Yi Fuxian (易富贤), the author of the 2007 book Big Country with an Empty Nest, is one of the leading Chinese critics of China’s birth policies. His book was banned in mainland China from the time of publication until 2013, when a Chinese government press published a new edition and promoted the book. Your book was initially banned as well here in the U.S. In your opinion, why are abortion rights so universally contentious? Why is this issue important to research and write about even if it is contentious?

To my mind, debates about abortion are rarely actually about abortion. Rather, these debates become so heated because abortion converges with other critical issues: gender roles, ethics and religion, the economy, racial and ethnic politics, the reach of the state, and what it means to be modern.

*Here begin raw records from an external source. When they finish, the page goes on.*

PR #921, opened 2024-10-10
[1.0.3] Limit apply blocks

### LINKED ISSUE #284: Limit apply blocks time in controller

heifner:

Resolves #284

### DIFF
--- a/libraries/chain/controller.cpp
+++ b/libraries/chain/controller.cpp
@@ -4472,7 +4472,7 @@ struct controller_impl {
                   }
                   // Break every ~500ms to allow other tasks (e.g. get_info, SHiP) opportunity to run. There is a post
                   // for every incoming blocks; enough posted tasks to apply all blocks queued to the fork db.
-                  if (!replaying && fc::time_point::now() - start > fc::microseconds(500))
+                  if (!replaying && fc::time_point::now() - start > fc::milliseconds(500))
                      break;
 
                } catch ( const std::bad_alloc& ) {
--- a/libraries/chain/controller.cpp
+++ b/libraries/chain/controller.cpp
@@ -1689,8 +1689,6 @@ struct controller_impl {
    }
 
    void replay(startup_t startup) {
-      replaying = true;
-
       bool replay_block_log_needed = should_replay_block_log();
 
       auto blog_head = blog.head();
@@ -1837,8 +1835,6 @@ struct controller_impl {
 
       };
       fork_db.apply<void>(replay_fork_db);
-
-      replaying = false;
 
       if( except_ptr ) {
          std::rethrow_exception( except_ptr );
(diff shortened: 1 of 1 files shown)


libraries/chain/controller.cpp
```diff
@@ -1988,6 +1984,7 @@ struct controller_impl {
          ilog( "chain database started with hash: ${hash}", ("hash", calculate_integrity_hash()) );
       okay_to_print_integrity_hash_on_stop = true;
 
+      replaying = true;
       replay( startup ); // replay any irreversible and reversible blocks ahead of current head
 
       if( check_shutdown() ) return;
```
linh2931, line 1990: Probably no need to set it back to false as node is going to shut down.

libraries/chain/controller.cpp
```diff
@@ -2034,6 +2031,8 @@ struct controller_impl {
 
       fork_db.apply<void>(finish_init);
 
+      replaying = false;
```
linh2931, line 2034: Should `replaying` be scoped so it will always be reset to `false` even exceptions happen above?

libraries/chain/controller.cpp
```diff
@@ -3630,8 +3629,6 @@ struct controller_impl {
 
    template<typename BSP>
    void log_applied(controller::block_report& br, const BSP& bsp) const {
-      if (replaying) // fork_db_root_block_num not available during replay
```
linh2931, line 3633: Why is this removed?

libraries/chain/controller.cpp
```diff
@@ -4472,6 +4470,11 @@ struct controller_impl {
                      shutdown();
                      break;
                   }
+                  // Break every ~500ms to allow other tasks (e.g. get_info, SHiP) opportunity to run. There is a post
+                  // for every incoming blocks; enough posted tasks to apply all blocks queued to the fork db.
+                  if (!replaying && fc::time_point::now() - start > fc::milliseconds(500))
+                     break;
```
linh2931, line 4476: Should break or return? Not sure some of the code below still applies, like the ilog for `"successfully switched fork...`.

libraries/chain/controller.cpp
heifner: Right, any exception or if we shutdown there is no need to reset it. Although, maybe better to be pedantic and and put it in a scope exit to reset.

libraries/chain/controller.cpp
heifner: Because it is not needed anymore. It was there before because we were logging fork_db_root_block_num and fork_db is not available during replay. However, we are no longer logging fork_db_root_block_num, so it is not needed. Also I noticed that we were not logging every 1000 blocks during replay. This restores the behavior of logging every 1000 blocks during replay.

libraries/chain/controller.cpp
heifner: Thanks. This should check `!switch_fork`. I think better to `break`. Currently nothing below will execute, but logically I think it makes more sense to `break`.

greg7mdp (approved):

greg7mdp (approved):

linh2931 (approved):
Because this goes to release 1.0, it might be better to have a test to break in the middle of the loop and resume.

ericpassmore:
Note:start
category: System Stability
component: Internal
summary: Limit Apply Blocks.
Note:end

PR #922, opened 2024-10-10
Limit apply blocks

### LINKED ISSUE #284: Limit apply blocks time in controller

heifner:

Note this takes a different approach for `main` than #921 does for `release/1.0` because `main` has the optimization of not posting a `handler_id::process_incoming_block` if one already exists.

Resolves #284

### DIFF
--- a/libraries/chain/controller.cpp
+++ b/libraries/chain/controller.cpp
@@ -1701,8 +1701,6 @@ struct controller_impl {
    }
 
    void replay(startup_t startup) {
-      replaying = true;
-
       bool replay_block_log_needed = should_replay_block_log();
 
       auto blog_head = blog.head();
@@ -1839,8 +1837,6 @@ struct controller_impl {
          }
       };
       fork_db.apply<void>(replay_fork_db);
-
-      replaying = false;
 
       if( except_ptr ) {
          std::rethrow_exception( except_ptr );
@@ -1990,6 +1986,7 @@ struct controller_impl {
          ilog( "chain database started with hash: ${hash}", ("hash", calculate_integrity_hash()) );
       okay_to_print_integrity_hash_on_stop = true;
 
+      fc::scoped_set_value r(replaying, true);
       replay( startup ); // replay any irreversible and reversible blocks ahead of current head
 
       if( check_shutdown() ) return;
@@ -4354,6 +4351,7 @@ struct controller_impl {
             }
          }
 
+         auto start = fc::time_point::now();
          for( auto ritr = new_head_branch.rbegin(); ritr != new_head_branch.rend(); ++ritr ) {
             auto except = std::exception_ptr{};
             const auto& bsp = *ritr;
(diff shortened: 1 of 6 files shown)


libraries/chain/controller.cpp
```diff
@@ -4356,15 +4358,24 @@ struct controller_impl {
...
-                  shutdown();
-                  break;
+               if (!switch_fork) { // always complete a switch fork
+                  if (!applied || check_shutdown()) {
+                     shutdown();
+                     break; // result should be complete since we are shutting down
+                  }
+                  // Break every ~500ms to allow other tasks (e.g. get_info, SHiP) opportunity to run. User expected
+                  // to call apply_blocks again if this returns incomplete.
+                  if (!replaying && fc::time_point::now() - start > fc::milliseconds(500)) {
```
greg7mdp, line 4375: do we need this `!replaying` check since the callers of `maybe_apply_blocks` now call it in a while loop?

libraries/chain/controller.cpp
```diff
@@ -2013,7 +2011,9 @@ struct controller_impl {
                // See comment below about pause-at-block for why `|| conf.num_configured_p2p_peers > 0`
                if (chain_head_is_root || conf.num_configured_p2p_peers > 0) {
                   ilog("applying branch from fork database ending with block: ${id}", ("id", pending_head->id()));
-                  maybe_apply_blocks(forked_callback_t{}, trx_meta_cache_lookup{});
+                  // applies all blocks up to forkdb head from forkdb, shouldn't return incomplete, but if it does loop until complete
+                  while (maybe_apply_blocks(forked_callback_t{}, trx_meta_cache_lookup{}) == controller::apply_blocks_result::incomplete)
+                     ;
```
greg7mdp, line 2016: should we `check_shutdown() ` here?

heifner: If we exit `maybe_apply_blocks` because of shutdown then `maybe_apply_blocks` returns `complete`.

libraries/chain/controller.cpp
heifner: If replaying there is no reason to come up for air. Nothing else can run.

greg7mdp: So can it be interrupted wit Ctrl-C?

heifner: Yes. I verfied that it works.

greg7mdp: How does it happen? Just curious I don't see it.

greg7mdp: > How does it happen? Just curious I don't see it. I see the ` check_shutdown()` at line 4369, but won't we have the issue that the main thread being busy doesn't process the signal?

Oh I get it, it is because the replay is called by `startup()`, which is called by `chain_plugin_impl::plugin_startup()` where we still have the separate thread catching signals.

greg7mdp (approved):

linh2931 (approved):

ericpassmore:
Note:start
category: System Stability
component: P2P
summary: Limit apply blocks.
Note:end

PR #924, opened 2024-10-11
Update `ordered_diff` tests to check that the diff result is not changing (as it is part of consensus)

### LINKED ISSUE #701: Add additional ordered_diff tests
None of the existing `fc::ordered_diff` tests assert anything about the resulting `diff_result` values. Since `diff_result` is part of consensus, we should have some additional tests that verify the `diff_result` values do not change.

### LINKED ISSUE #743: Create dedicated class for QC verification (instead of using the same as for aggregation: `aggregating_qc_t`)

greg7mdp:
Resolves #701.

This PR adds a `checker` class which has a `Print` function to output the diff result in a form that can be used as an initializer. This was useful to generate the `diff_result` initializers we want to compare with.

### DIFF
--- a/libraries/libfc/include/fc/container/ordered_diff.hpp
+++ b/libraries/libfc/include/fc/container/ordered_diff.hpp
@@ -39,6 +39,8 @@ public:
    struct diff_result {
       Container<SizeType>                remove_indexes;
       Container<std::pair<SizeType, T>>  insert_indexes;
+
+      bool operator==(const diff_result&) const = default;
    };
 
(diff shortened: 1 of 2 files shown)


heifner (approved):

linh2931 (approved):
Please update the PR description. This one does not resolve #743, but #701.

ericpassmore:
Note:start
category: Tests
component: Internal
summary: Update `ordered_diff` tests to check the diff result is not changing.
Note:end

PR #926, opened 2024-10-11
[1.0.3 -> main] Limit apply blocks

### LINKED ISSUE #284: Limit apply blocks time in controller

heifner:

Merges `release/1.0` into `main` including #921 
Empty diff because feature already added by #922

Resolves #284


linh2931 (approved):

greg7mdp (approved):

ericpassmore:
Note:start
category: System Stability
component: Internal
summary: Limit apply blocks.
Note:end

PR #927, opened 2024-10-11
Split verify_qc and add a new exception type invalid_qc

### LINKED ISSUE #769: Split verify_qc and add a new exception type invalid_qc
In addition to expensive signature verification, currently `verify_qc` checks weighs and vote formats. It can be split into 2 functions, `verify_qc_signatures` and `verify_qc_basics`, such that `verify_qc_basics` can be called in replay when `--force-all-checks` is not specified. https://github.com/AntelopeIO/spring/pull/736 can just post `verify_qc_signatures` to a thread pool.

`verify_qc` uses `invalid_qc_claim` for all the exceptions it throws. This is not accurate. A new exception `invalid_qc` should be added.

greg7mdp:
Resolves #769.

### DIFF
--- a/libraries/chain/controller.cpp
+++ b/libraries/chain/controller.cpp
@@ -4278,12 +4278,13 @@ struct controller_impl {
 
                if constexpr (std::is_same_v<typename std::decay_t<BSP>, block_state_ptr>) {
                   // do basic checks always (excluding signature verification)
-                  if (qc)
+                  if (qc) {
                      head->verify_qc_basic(*qc);
 
-                  if (conf.force_all_checks && qc) {
-                     // verify signatures only if `conf.force_all_checks`
-                     head->verify_qc_signatures(*qc);
+                     if (conf.force_all_checks) {
+                        // verify signatures only if `conf.force_all_checks`
+                        head->verify_qc_signatures(*qc);
+                     }
                   }
                }
 
--- a/libraries/chain/controller.cpp
+++ b/libraries/chain/controller.cpp
@@ -4112,11 +4112,6 @@ struct controller_impl {
       return {};
    }
 
-   // This verifies BLS signatures and is expensive.
-   void verify_qc( const block_state& prev, const qc_t& qc ) {
-      prev.verify_qc(qc);
-   }
-
    // thread safe, expected to be called from thread other than the main thread
    // tuple<bool best_head, block_handle new_block_handle>
    template<typename ForkDB, typename BS>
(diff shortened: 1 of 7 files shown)


libraries/chain/include/eosio/chain/exceptions.hpp
```diff
@@ -257,6 +257,10 @@ namespace eosio { namespace chain {
                                     3030013, "Block includes an ill-formed additional block signature extension" )
       FC_DECLARE_DERIVED_EXCEPTION( invalid_qc_claim, block_validate_exception,
                                     3030014, "Block includes an invalid QC claim" )
+      FC_DECLARE_DERIVED_EXCEPTION( invalid_qc, block_validate_exception,
+                                    3030014, "Block includes an invalid QC" )
+      FC_DECLARE_DERIVED_EXCEPTION( invalid_qc_signature, block_validate_exception,
+                                    3030014, "Block includes a QC with invalid signature(s)" )
```
heifner, line 263: Change the exception #. Also the # for `invalid_qc`

libraries/chain/controller.cpp
```diff
@@ -4128,8 +4124,11 @@ struct controller_impl {
       log_and_drop_future<void> verify_qc_future;
       if constexpr (is_proper_savanna_block) {
          if (qc) {
-            verify_qc_future = post_async_task(thread_pool.get_executor(), [this, &qc, &prev] {
-               verify_qc(prev, *qc);
+            // do basic checks on provided qc immediately (excluding signature verification)
+            prev.verify_qc_basic(*qc);
```
heifner, line 4128: Seems like this should be done inside the posted task below. It is unlikely to ever fail. Accessing the same data on the same thread would be better than accessing it on two different threads.

heifner (changes requested):

libraries/chain/include/eosio/chain/exceptions.hpp
greg7mdp: https://github.com/AntelopeIO/spring/pull/927/commits/d134711fe9ba076f5a14084e64c3be2e1e5318fd

libraries/chain/controller.cpp
greg7mdp: https://github.com/AntelopeIO/spring/pull/927/commits/d4b6861248443223d09a273ace17fe5db9d633f3

linh2931 (approved):

heifner (approved):

ericpassmore:
Note:start
category: System Stability
component: P2P
summary: Split `verify_qc` and add a new exception type `invalid_qc`.
Note:end

PR #152, opened 2020-10-06
feat!: combine deploy and update commands

zroubalik:

`faas deploy` now builds and deploys a Function.

If the Function is already deployed, it is updated.

Fixes: https://github.com/boson-project/faas/issues/135


zroubalik:
I am planning to unify the rest of the commands once this PR is merged

knative/deployer.go
```diff
@@ -24,52 +25,151 @@ type Deployer struct {
...
+			result = &envs[i]
+			break
 		}
-		return
 	}
-	// TODO: use the KN service client noted above, such that we can return the
-	// final path/route of the final deployed Function.  While it can be assumed
-	// due to being deterministic, new users would be aided by having it echoed.
-	return
+	return result
```
matejvasek, line 174: @lance @rhuss this will let cluster to generate revision name so this: https://github.com/knative/serving/issues/9544 won't affect us, right?

cmd/deploy.go
```diff
@@ -7,62 +7,113 @@ import (
...
 	deployCmd.Flags().StringP("path", "p", cwd(), "Path to the function project directory - $FAAS_PATH")
+	deployCmd.Flags().StringP("repository", "r", "", "Repository for built images, ex 'docker.io/myuser' or just 'myuser'.  - $FAAS_REPOSITORY")
 }
 
 var deployCmd = &cobra.Command{
 	Use:   "deploy",
-	Short: "Deploy an existing Function project to a cluster",
-	Long: `Deploy an existing Function project to a cluster
+	Short: "Deploy or Update an existing Function project to a cluster",
+	Long: `Deploy or Update an existing Function project to a cluster
```
lance, line 29:
```suggestion
	Short: "Deploy an existing Function project to a cluster",
	Long: `Deploy an existing Function project to a cluster
```

I'm not sure the distinction needs to be made here for "Update" since updating is also deploying. The text of the long description clarifies.

cmd/deploy.go
```diff
@@ -7,62 +7,113 @@ import (
...
 
-Deploys the Function project in the current directory. A path to the project
-directory may be provided using the --path or -p flag. The image to be deployed
-must have already been created using the "build" command.
+Builds and Deploys the Function project in the current directory. A path to the project
+directory may be provided using the --path or -p flag. Reads the faas.yaml configuration file
+to determine the image name. An image and repository may be specified on the command line using the  --image or -i
+and --repository or -r flag.
```
lance, line 34: Nit: Since this is going to be displayed in a terminal, I try to keep to 80 columns.
```suggestion
to determine the image name. An image and repository may be specified on the command line
using the  --image or -i and --repository or -r flag.
```

cmd/deploy.go
```diff
@@ -7,62 +7,113 @@ import (
...
+
+If the Function is already deployed, it is updated with a new container image that is pushed to a
```
lance, line 36: Nit: I think this might also be longer than 80 columns.

cmd/deploy.go
```diff
@@ -7,62 +7,113 @@ import (
...
 faas.yaml configuration file. If NAMESPACE is not set in the configuration,
 the namespace currently active in the Kubernetes configuration file will be
 used. The namespace may be specified on the command line using the --namespace
 or -n flag, and if so this will overwrite the value in the faas.yaml file.
+
+
 `,
 	SuggestFor: []string{"delpoy", "deplyo"},
-	PreRunE:    bindEnv("namespace", "path", "confirm"),
+	PreRunE:    bindEnv("image", "namespace", "path", "repository", "confirm"),
```
lance, line 48: Just noting that this is affected by #156 as well.

cmd/deploy.go
```diff
@@ -7,62 +7,113 @@ import (
...
-	config := newDeployConfig()
-	function, err := functionWithOverrides(config.Path, functionOverrides{Namespace: config.Namespace})
+
+	config := newDeployConfig().Prompt()
+
+	// Load Function from the config
+	// function, err := faas.NewFunction(config.Path)
+	// if err != nil {
+	// 	return
+	// }
```
lance, line 60:
```suggestion
```

:wink:

cmd/root.go
```diff
@@ -150,12 +150,6 @@ func functionWithOverrides(root string, overrides functionOverrides) (f faas.Fun
 		}
 	}
 
-	err =  f.WriteConfig()
-	if err != nil {
-		return
-	}
-
-	f, err = faas.NewFunction(root)
```
lance, line 158: I thought this was strange when I encountered it initially. I think I like this change, but I think we should call it out explicitly here, that the behavior is changed. When `functionWithOverrides()` is called, the overrides are __not__ persisted. That needs to be handled explicitly in each command if it's the desired behavior.

docs/commands.md
```diff
@@ -52,40 +52,30 @@ kn faas run
 
 ## `deploy`
 
-Deploys the Function project in the current directory. The user may specify a path to the project directory as a flag. Reads the `faas.yaml` configuration file to determine the image name. Derives the service name from the project name. There is no command line option to specify the image name, although this can be changed in `faas.yaml`. There is no mechanism by which the user can specify the service name. The user must have already built an image for this function using `faas deploy` or they will encounter an error.
+Builds and deploys the Function project in the current directory. The user may specify a path to the project directory using the `--path` or `-p` flag. Reads the `faas.yaml` configuration file to determine the image name. An image and repository may be specified on the command line using the  `--image` or `-i`
+and `--repository` or `-r` flag.
```
lance, line 56: Nit: Odd line break
```suggestion
Builds and deploys the Function project in the current directory. The user may specify a path to the project directory using the `--path` or `-p` flag. Reads the `faas.yaml` configuration file to determine the image name. An image and repository may be specified on the command line using the  `--image` or `-i` and `--repository` or `-r` flag.
```

docs/commands.md
```diff
@@ -52,40 +52,30 @@ kn faas run
...
 
-The namespace defaults to the value in `faas.yaml` or the namespace currently active in the user's Kubernetes configuration. The namespace may be specified on the command line, and if so this will overwrite the value in `faas.yaml`.
+Derives the service name from the project name. There is no mechanism by which the user can specify the service name. The user must have already initialize the  function using `faas init` or they will encounter an error.
```
lance, line 58:
```suggestion
Derives the service name from the project name. There is no mechanism by which the user can specify the service name. The user must have already initialized the  function using `faas init` or they will encounter an error.
```

docs/commands.md
```diff
@@ -52,40 +52,30 @@ kn faas run
...
+container image repository, and the Knative Service is updated.
 
-```console
-faas deploy [-n <namespace> -p <path>]
-```
+The namespace into which the project is deployed defaults to the value in the
+`faas.yaml` configuration file. If `NAMESPACE` is not set in the configuration,
+the namespace currently active in the Kubernetes configuration file will be
+used. The namespace may be specified on the command line using the `--namespace`
+or `-n` flag, and if so this will overwrite the value in the `faas.yaml` file.
```
lance, line 67: Sorry for all of these ridiculous formatting comments! I think this should all be one line like the rest of the file. It's minor, I know.
```suggestion
The namespace into which the project is deployed defaults to the value in the `faas.yaml` configuration file. If `NAMESPACE` is not set in the configuration, the namespace currently active in the Kubernetes configuration file will be used. The namespace may be specified on the command line using the `--namespace` or `-n` flag, and if so this will overwrite the value in the `faas.yaml` file.
```

knative/deployer.go
```diff
@@ -3,19 +3,20 @@ package knative
...
+	"sort"
+	"time"
 
-	"knative.dev/client/pkg/kn/root"
+	corev1 "k8s.io/api/core/v1"
+	"k8s.io/apimachinery/pkg/api/errors"
+	metav1 "k8s.io/apimachinery/pkg/apis/meta/v1"
+	"knative.dev/client/pkg/wait"
+	servingv1 "knative.dev/serving/pkg/apis/serving/v1"
+	v1 "knative.dev/serving/pkg/apis/serving/v1"
```
lance, line 14: You and @dsimansk are taking [different approaches](https://github.com/boson-project/faas/pull/155/files) with this file. I know that you are also dealing with a lot more logic, but I wonder which is right - using the client or using a command?

knative/deployer.go
lance: I think so? I'm starting to get confused about the different approaches. Is it correct to use the [commands](https://github.com/boson-project/faas/pull/155/files) or the client as in this case?

lance (commented):
Looks great! A few minor comments. And one big one about client vs command in kn.

cmd/deploy.go
zroubalik: ?? I have no idea why it is here, sorry.

docs/commands.md
zroubalik: No need to sorry @lance thanks a lot for the feedback, the formatting is important. I should have done better.

cmd/root.go
zroubalik: I'll update the function description. The original solution caused that the `faas deploy` command executed outside of any project directory, created the empty `faas.yaml` file in the directory.
This change makes the `functionWithOverrides()` more clean imho.

knative/deployer.go
zroubalik: 🤷‍♂️

cmd/deploy.go
zroubalik: You are right, fixed.

knative/deployer.go
zroubalik: My impression was, that we should use the client, but I might be wrong.

@rhuss wdyt?

knative/deployer.go
dsimansk: We have briefly discussed with @rhuss that it might be beneficial to avoid direct usage of serving/eventing client and rather go with kn abstraction.
For this particular case it'd mean a lot less mangling with service object directly. And in addition we can expect that some level of test coverage is done on kn side already.

zroubalik: @dsimansk btw, in this PR we are not using serving/eventing client, but the one provided by knative/client: https://github.com/boson-project/faas/pull/152/files#diff-0cff654ab7f6b7619dd3ebd4a8855f70R11-R37
But I suppose that doesn't change anything from your suggestion, right?

rhuss: I strongly recommend choosing either/or. However, if you use the `kn` API that is offered in front of eventing/serving you still have to import serving/eventing APIs like this, since the signature of the kn client API references the serving objects directly.

For consistencies sake and from an architectural POV though I would definitely recommend to use the client API if it offers all that you need. If not, we should fix this in the client.

cmd/deploy.go
```diff
@@ -7,62 +7,109 @@ import (
...
 
 var deployCmd = &cobra.Command{
 	Use:   "deploy",
 	Short: "Deploy an existing Function project to a cluster",
 	Long: `Deploy an existing Function project to a cluster
 
-Deploys the Function project in the current directory. A path to the project
-directory may be provided using the --path or -p flag. The image to be deployed
-must have already been created using the "build" command.
+Builds and Deploys the Function project in the current directory.
```
rhuss, line 31: From this description it looks like that `faas build` and `faas deploy` overlap, so that `deploy` is a superset of `build`. This is fine, but then it would be better to include the _build only_ mode as an option to `faas deploy`, like in `faas deploy --build-only`. This would have several benefits:

* Reducing duplication in options that are the same for `deploy` and `build`
* Less commands, smaller UI interface

Drawbacks are:

* Maybe not easy to find out which options of `faas deploy` are relevant for build and which for creating the service.
* Build can be considered as a high-level concern, so a dedicated command might reflect this more prominently

I'm not sure what's the best way to go. From my experience with `serverless.com` integration, I can say that "Faas" platforms don't expose the "build" aspect so prominently as many FaaS platform don't have that stage anyway (think AWS Lambda). So it's just an aspect of the one single, most important operation: How to get my local code running in the cloud ? Aka "deploy". From that angle, I'd recommend to fold "build" as just another aspect of "deploy" and enable this with a dedicated option that influence the flow (its a bit similar to `--dry-run` option that is used by many commands)

On the other hand, if we really want to expose the build as a first level concept, which e.g. is also used *without* deploying (eg for local development with _containers_), then this separate commands make definitely sense.

knative/deployer.go
rhuss: I recommend using the client APIs. However *not* the commands but the client API which comes as an interface as here --> https://github.com/knative/client/blob/master/pkg/serving/v1/client.go (this is _not_ the serving API but a facade to it)

Please don't use the commands. They can change anytime in incompatible way, there are no precautions to prevent this.

Also we are planning to expose the client API (not the commands!), the way how to parse options, how to parse sink prefixes, ... and generally anything that can be useful for implementing an plugin into a separate repository (`knative/client-pkg` as working title), so that you don't even have a direct dependency to `knative/client` anymore (which then also prevents you technically to access the cobra kn commands)

knative/deployer.go
zroubalik: @rhuss I am starting to be confused a little bit, sorry for that, but I am getting lost in the nomenclature, since the word `client` has multiple meanings in this context 😅 

So your suggestion is to use go client provided byt knative/client? eg:  
```go

client, err := p.NewServingClient(namespace)
...
CreateService(service *servingv1.Service)
```

or to use the kn abstraction as @dsimansk mentioned? eg:
```go
c := service.NewServiceCreateCommand(&params)

args := []string{
	encodedName,
	"--image", f.Image,
	"--env", "VERBOSE=true",
	"--label", "bosonFunction=true",
}
c.SetArgs(args)
err = c.Execute()
```

rhuss: The former. No reference to any cobra commands, but just the services. There is also a better way to create an instance of the service that does not goes over the parameter as in the example above.

rhuss: Mostly to avoid cyclic references, and keep a hierarchical dependency tree.

zroubalik: Thanks for the clarification, that's was my original understanding of this.

knative/deployer.go
matejvasek: I tested this and K_SINK is injected, unlike before this change :+1: .

zroubalik:
@lance @matejvasek Is this ready to be merged? So we can move forward with the follow up PRs, that need to be rebased.

lance:
> @lance @matejvasek Is this ready to be merged? So we can move forward with the follow up PRs, that need to be rebased.

Based on our call today, yes I think so.

matejvasek (approved):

In all of this talk about whether abortion should be permitted and under what circumstances, I find that the conversation quickly shifts away from the people actually impacted by abortion policies. Instead, the focus is on what abortion means for those in positions of power or with certain political agendas. At the end of the day, I don’t even know how many Americans actually know what an abortion looks like or what it entails. They know what it means to them abstractly in terms of religious values or political leanings. However, I don’t think the debate is actual about the phenomenon of abortion: it’s about what abortion means to different groups of people. This trend has a universal dimension that I have encountered in different contexts, cultures, and time periods.

Any final thoughts?

No book is perfect and mine certainly isn’t, but I hope that readers find it to be informative. I also wrote an article recently called “Buying into Reproductive Modernity,” which talks about the evolution of contraceptive medicine in the UK and China. If you are interested in learning more about the transnational history of contraception, you might think about reading that article since it offers some fresh insights that did not make it into my book.